** Problem statement **
Find all lines with the word "https" in the material, then copy them.

** Raw data **
PR #754, opened 2026-08-12
Improve reporting during consolidation

jpodivin:
Unfortunately, in order to have agent post comments on jiras consistently, I had to slightly modify the workflow. Alternatives involved more convoluted rewrites that I liked even less. 

The `MRConsolidationOutputSchema` now includes fields `status` and `status_detail`. Valid values of the `status` are limited
to `ConsolidationStatus` literal.

The `handle_failure` step now routes to `update_jira_issues` step, only logging error and optionally filling `jira_issues_collected` if it is not set.

The `update_jira_issues` returns `Workflow.END` if the status field of `MRConsolidationOutputSchema` is set to "failed", "nothing_to_consolidate" or "error".

There is a bit of defensive programming between lines 1671 and 1680, in cases the status is not recognized.
I'm open to removing it, since such a case should trigger a validation error. But, I would also understand keeping it in.

### DIFF
--- a/ymir/agents/mr_consolidation_agent.py
+++ b/ymir/agents/mr_consolidation_agent.py
@@ -188,6 +188,19 @@ def _extract_cves_from_cve_footer_lines(text: str) -> list[str]:
     return sorted(set(cves))
 
 
+def _extract_jira_from_mr_descriptions(mrs: list[dict]) -> list[str]:
+    """Extract Jira issue keys from MR description Resolves:/Related: footers.
+
+    Used in auto mode to seed jira_issues_collected before the git clone is
+    available, so early-exit paths can still post Jira comments.
+    """
+    issues: list[str] = []
+    for mr in mrs:
+        desc = mr.get("description") or ""
+        issues.extend(_extract_jira_issues_from_resolves_footer_lines(desc))
+    return sorted(set(issues))
+
+
 def _extract_jira_issues_from_resolves_footer_lines(text: str) -> list[str]:
     """Extract RHEL keys only from ``Resolves:`` / ``Related:`` lines.
 
@@ -349,10 +362,14 @@ async def _resolve_source_issues(
             )
             state.consolidation_result = MRConsolidationOutputSchema(
                 success=False,
-                status=f"Could not find an open MR for {issue_key}",
+                status="mr_not_found",
+                status_detail=f"Could not find an open MR for {issue_key}",
                 error=f"No open MR matching {issue_key} in {project_path}",
             )
-            return Workflow.END
+            # When have no collected issues post updates under those from issue_keys
+            if not state.jira_issues_collected:
+                state.jira_issues_collected = issue_keys
+            return "update_jira_issues"
 
         matched_mrs.append(mr)
         logger.info(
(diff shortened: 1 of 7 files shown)


ymir/agents/tasks.py
```diff
@@ -965,5 +973,26 @@ async def try_submit_consolidation_job(
     )
     if submitted:
         logger.info("Submitted consolidation job for %s/%s", package, dist_git_branch)
+
+        # Post a Jira comment notifying that consolidation has been triggered
```
lbarcziova: iiuc the code here, this is run before the actual eligibility check (list_open_mrs checking >= 2 MRs). So users could often see:
 > "Your MR has been queued... a consolidated MR will be created automatically"

and later on:

> "Fewer than 2 MRs; nothing to do."

I think we might want to skip this and comment about it just when we are 100% sure, to avoid spammy behaviour

lbarcziova: instead, I would prefer if we had a dedicated comment once the pre-checks are run and satisfied with something like "Consolidation is starting", wdyt?

ymir/agents/mr_consolidation_agent.py
```diff
@@ -375,9 +392,13 @@ async def _resolve_source_issues(
         logger.info("Fewer than 2 unique MRs resolved, nothing to consolidate")
         state.consolidation_result = MRConsolidationOutputSchema(
             success=True,
-            status="Fewer than 2 unique MRs resolved; nothing to do.",
+            status="nothing_to_consolidate",
+            status_detail="Fewer than 2 unique MRs resolved; nothing to do.",
```
lbarcziova, line 395: I feel this might be spammy as well (basically commenting additionally for all cases of just 1 PR iiuc?) -- if we have instead commenting on consolidation starting, I would suppress this

lbarcziova (commented):
thank you, there are some good improvements here. I commented about things I would change to make this less spammy. @TomasKorbar could you have a look too?

ymir/agents/tasks.py
jpodivin: My ideal state, would be that no maintainer has to ask: "What is Ymir waiting for?" Obviously we can't control that, but we should at least be able to tell them: "Check Jira comments." 

So I'm open to moving the triggered message to the point when all conditions are cleared, but we should notify on all cases when the consolidation is impossible.

lbarcziova: > My ideal state, would be that no maintainer has to ask: "What is Ymir waiting for?" Obviously we can't control that, but we should at least be able to tell them: "Check Jira comments."

I totally agree on this, but this needs to be also aligned with not spamming them, which commenting if there is just 1 MR seems like to me. Wondering if we could maybe utilise labels as well?

jpodivin: I think labels may be worse. There is already a lot of them, and we should make people memorize them all. How about modifying the comment instead? That wouldn't create a new comment, and it would provide all the information.

lbarcziova: that makes sense, but regarding the 1 MR scenario, I would still avoid commenting on that (what I described in https://github.com/packit/ai-workflows/pull/754#discussion_r3783148533)

TomasKorbar: I would be too for removing this and the 1MR comment. Proper fix for non-transparency during job submission is to make information how do the queues work accessible in trace server.

ymir/agents/mr_consolidation_agent.py
TomasKorbar, line 845: Could you please set state.consolidation_result appropriately for these build failures as well? I noticed that there is no indication about the error when i was looking through your changes.

TomasKorbar (changes requested):

ymir/agents/tasks.py
jpodivin: Ok. No comments on the consolidation trigger.

jpodivin: I've removed both, if it is fine like this, I'll squash those patches so we have clean history for the merge.

ymir/agents/mr_consolidation_agent.py
jpodivin: Done

PR #756, opened 2026-08-15
Fix modular duplicate detection to compare streams, not just boolean

fila43:
## Summary

- **Stream-aware duplicate detection**: `_check_duplicate_tracker()` previously used `is_modular()` which only returned a boolean (modular vs non-modular). This caused false duplicate matches between issues with different module streams (e.g. `postgresql:16` vs `postgresql:18`). Replaced with `parse_module_stream()` which compares the full `(module, stream)` tuple.
- **Generalized modular summary regex**: `MODULAR_SUMMARY_PREFIX` had a CVE-specific optional prefix `(?:CVE-\d{4}-\d+\s+)?` that would fail on summaries with multiple CVEs or non-CVE prefixes. Replaced with generic `(?:\S+\s+)*` that skips any tokens before the `module:stream/` pattern.
- **Shared `parse_module_stream()` utility**: Extracted stream-parsing logic into `version_utils.py` so both `jira.py` and `triage_agent.py` use the same function.

Supersedes the stream-comparison gap left by #743.

## Test plan

- [x] Unit tests: 822 passed across all three test suites (privileged tools, common, agents) in containers
- [x] New tests for stream-aware dedup: same stream = dup, different stream = not dup, modular vs non-modular, mixed streams
- [x] New tests for `parse_module_stream()` including multi-CVE prefix
- [x] Manual dry-run against real modular ticket RHEL-241451 (`postgresql:16/postgis`) completed successfully

Made with [Cursor](https://cursor.com)

### DIFF
--- a/ymir/agents/tests/unit/test_triage_agent.py
+++ b/ymir/agents/tests/unit/test_triage_agent.py
@@ -7,7 +7,6 @@ from ymir.agents.triage_agent import (
     TriageState,
     _build_reproducer_input,
     _map_version_to_module_branch,
-    _parse_module_summary,
     _should_update_jira,
     determine_target_branch,
 )
@@ -23,7 +22,7 @@ from ymir.common.models import (
     TriageEligibility,
     TriageOutputSchema,
 )
-from ymir.common.version_utils import is_modular
+from ymir.common.version_utils import is_modular, parse_module_stream
 
 
 @pytest.mark.parametrize(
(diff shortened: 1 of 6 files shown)


jpodivin (approved):
I like this. Although couple more test cases for strings that should result in `None` return from `parse_module_stream` would be nice.

lbarcziova (approved):
LGTM, can you please rebase?

fila43:
rebased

** Exercise result **
lbarcziova: that makes sense, but regarding the 1 MR scenario, I would still avoid commenting on that (what I described in https://github.com/packit/ai-workflows/pull/754#discussion_r3783148533)
Made with [Cursor](https://cursor.com)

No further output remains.